Assignment: If a line of the data below contains the string "issues", copy it into your answer.

Data to process:

PR #91, opened 2021-04-05
add js interop testing

vedantroy:


automerge-backend-wasm/scripts/js_tests.sh
```diff
@@ -0,0 +1,14 @@
+#! /usr/bin/env bash
+
+if [[ -e "../automerge" ]]
+then
+    echo "Automerge repo exists. Skipping cloning..."
+else
+    echo "Cloning automerge repo to ../../automerge"
+    git clone https://github.com/automerge/automerge.git ../../automerge
```
alexjg, line 8: Can we checkout a particular commit to make these tests reproducible?

vedantroy: Done

automerge-backend-wasm/scripts/js_tests.sh
```diff
@@ -0,0 +1,15 @@
+#! /usr/bin/env bash
+
+if [[ -e "../../automerge" ]]
+then
+    echo "Automerge repo exists. Skipping cloning..."
```
alexjg, line 5: Is this likely to lead to issues where one has checked out the code but then don't update it when we change the `automerge` commit we depend on leading to tests that fail on a fresh repo but not on the out of date checkout? If so we should check the specific commit version in this script

automerge-backend-wasm/scripts/js_tests.sh
```diff
@@ -0,0 +1,15 @@
+#! /usr/bin/env bash
+
+if [[ -e "../../automerge" ]]
```
alexjg, line 3: This seems to hardcode the location of the `automerge` checkout. Can we instead clone it into the working directory and then add to `.gitignore`?

alexjg:
Can we add this checkout to `.travis.yml`?

automerge-backend-wasm/scripts/js_tests.sh
vedantroy: I imagine the following usage:
- Locally, you probably have an `automerge` folder in the same directory as `automerge-rs`. When developing, you don't want to blow away your local copy of `automerge` with the commit version specified in this script.
- In CI, you probably want to test with a specific commit version and there won't be a `automerge` folder in the same directory.

automerge-backend-wasm/scripts/js_tests.sh
vedantroy: This is set-up so that given a `automerge-rs` folder, this will checkout `automerge` as a folder underneath the same parent directory so there's no absolute paths (if that's what you mean by hardcode).

I'm not sure how we can avoid hard coding. Won't we always have to clone the `automerge` repository to some specified location?

vedantroy:
> Can we add this checkout to `.travis.yml`?

Is this equivalent to adding another line under the `script` section in `.travis.yml`?

automerge-backend-wasm/scripts/js_tests.sh
alexjg: Yeah what I'm suggesting is that we should clone it to a subdirectory of the `automerge-rs` repo, then add whatever directory we clone it to the `.gitignore`. I _think_ that should do the trick.

IMO We definitely shouldn't clone to somewhere outside the project directory. I think that's quite surprising behaviour that will annoy a lot of people and break build systems.

automerge-backend-wasm/scripts/js_tests.sh
alexjg: Ah interesting, I was assuming this would be a checkout specifically for testing. I can see how that might be difficult if you're developing both a JS and Rust change at once (which is not uncommon). 

I wonder if an approach like providing an environment variable to override the JS location would work. If the variable is set we skip the commit version check and just use whatever we find there.

That means the default case will be the same as CI so hopefully avoiding some of the more annoying reproducibility accidents that can happen because you have to explicitly set an env bar, which hopefully is visually obvious

automerge-backend-wasm/scripts/js_tests.sh
jeffa5, line 3:
```suggestion
if [[ -d "../../automerge" ]]
```
I'd expect `automerge` to be a directory

jeffa5: I agree that we should also just have it inside the automerge-rs directory somewhere. I wouldn't want it interfering externally.

automerge-backend-wasm/scripts/js_tests.sh
```diff
@@ -0,0 +1,15 @@
...
+then
+    echo "Automerge repo exists. Skipping cloning..."
+else
+    echo "Cloning automerge repo to ../../automerge"
+    git clone https://github.com/automerge/automerge.git ../../automerge
+fi
+
+ORIGINAL_PWD=$PWD
+cd ../../automerge
+git checkout 81079ff75d2234b47cb912bad728158f2e71c527
```
jeffa5, line 13: Should there be some sort of check to see if this commit even exists? (could have an old repo so could ask user to update)

automerge-backend-wasm/scripts/js_tests.sh
```diff
@@ -0,0 +1,15 @@
+#! /usr/bin/env bash
+
```
jeffa5, line 2: Could add a `set -e` here.

automerge-backend-wasm/scripts/js_tests.sh
```diff
@@ -0,0 +1,15 @@
...
+else
+    echo "Cloning automerge repo to ../../automerge"
+    git clone https://github.com/automerge/automerge.git ../../automerge
+fi
+
+ORIGINAL_PWD=$PWD
+cd ../../automerge
+git checkout 81079ff75d2234b47cb912bad728158f2e71c527
+yarn install
+env WASM_BACKEND_PATH="$ORIGINAL_PWD/build" yarn testwasm
```
jeffa5, line 15: This doesn't seem to build the backend at all so with just running `yarn test:js` I get an `Error: Cannot find module '/home/andrew/projects/automerge-rs/automerge-backend-wasm/build'`. I'd expect this to handle the dependencies of the task (like cloning automerge) including building the wasm backend.

jeffa5 (changes requested):

jeffa5:
> Is this equivalent to adding another line under the `script` section in `.travis.yml`?

I think it would go something like adding the following to the bottom of `script`:

```yaml
- travis_fold start "js-interop-test"
- cd automerge-backend-wasm && yarn test:js
- travis_fold end "js-interop-test"
```

automerge-backend-wasm/scripts/js_tests.sh
vedantroy: The reason I don't build the wasm backend is b/c sometimes we might want to build dev & sometimes prod (depending on how much time you have, etc.) so I left that up to the user. (It's 1 command: `yarn run build` or `yarn run release`).

Does this seem reasonable?

automerge-backend-wasm/scripts/js_tests.sh
vedantroy: Done

automerge-backend-wasm/scripts/js_tests.sh
vedantroy: Done

automerge-backend-wasm/scripts/js_tests.sh
vedantroy: Done

automerge-backend-wasm/scripts/js_tests.sh
vedantroy: Going to temporary resolve to trigger CI. (Not sure if unresolved issue is preventing CI from running?)

vedantroy:
@alexjg @jeffa5 I refactored the shell script so it does the following:
- If the user sets `AUTOMERGE_JS_DIR` then the script tries to use that directory to run the js-interop tests
- If the user doesn't set the above variable, the script will clone to a default location and check if the given commit hash exists

I also added this test to travis, but the CI isn't running so I don't know if it it's working or not.

automerge-backend-wasm/scripts/js_tests.sh
alexjg: I think the best thing we can do to ensure interoperability is have interop testing as part of CI. In that context I think we do need to automate the build step. 

I think the environment variable approach o alluded to earlier should help here for cases where the user wants a different build?

vedantroy: In CI (inside .travis.yml), I do:

```
cd automerge-backend-wasm && yarn build && yarn test:js
```

To build & then test js interop with the assumption that locally users can run `yarn build` or `yarn release` themselves since they want flexibility while developing. Should I also handle building while developing.

jeffa5: I'm happy to have the users do a `yarn build` or equivalent. A friendlier error message would be nice, e.g. if the `build` directory is missing then ask them to build, giving them an example of build or release.

automerge-backend-wasm/scripts/js_tests.sh
```diff
@@ -0,0 +1,34 @@
...
+        git clone https://github.com/automerge/automerge.git $AUTOMERGE_JS_DIR
+    fi
+    cd $ORIGINAL_PWD
+    cd $AUTOMERGE_JS_DIR
+    git checkout $COMMIT_HASH
+else
+    # if the env var is set, assume the user is using an existing checkout of automerge
+    echo "Using $AUTOMERGE_JS_DIR"
+    if [[ -d $AUTOMERGE_JS_DIR ]]; then
+        echo "$AUTOMERGE_JS_DIR dir not found."
```
jeffa5, line 26: This is the case when the directory does exist.

Also need to have an `exit 1` when the directory doesn't exist here.

jeffa5 (changes requested):
Looking good, thanks for adding the checks.

Just an inverted if statement.

automerge-backend-wasm/scripts/js_tests.sh
vedantroy: done

automerge-backend-wasm/scripts/js_tests.sh
vedantroy: fixed

vedantroy:
@jeffa5  fixed the bug + added friendlier error message. I also just realized that the script currently always runs tests with the release backend, so theoretically it could just build the release backend every time, but it might still be better to build the release backend outside the test script because I'm not sure if you always want to run interop tests locally whenever you build the release backend and if you already built the release backend it seems unnecessary to build it again for interop tests.

jeffa5 (approved):
Thanks Ved. All looks good now and I agree that the building can be done outside of this script for easier local usage. We can always rework things if needs be.

Thanks!

jeffa5:
Fixes https://github.com/automerge/automerge-rs/issues/89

Problem solution:
alexjg, line 5: Is this likely to lead to issues where one has checked out the code but then don't update it when we change the `automerge` commit we depend on leading to tests that fail on a fresh repo but not on the out of date checkout? If so we should check the specific commit version in this script
Fixes https://github.com/automerge/automerge-rs/issues/89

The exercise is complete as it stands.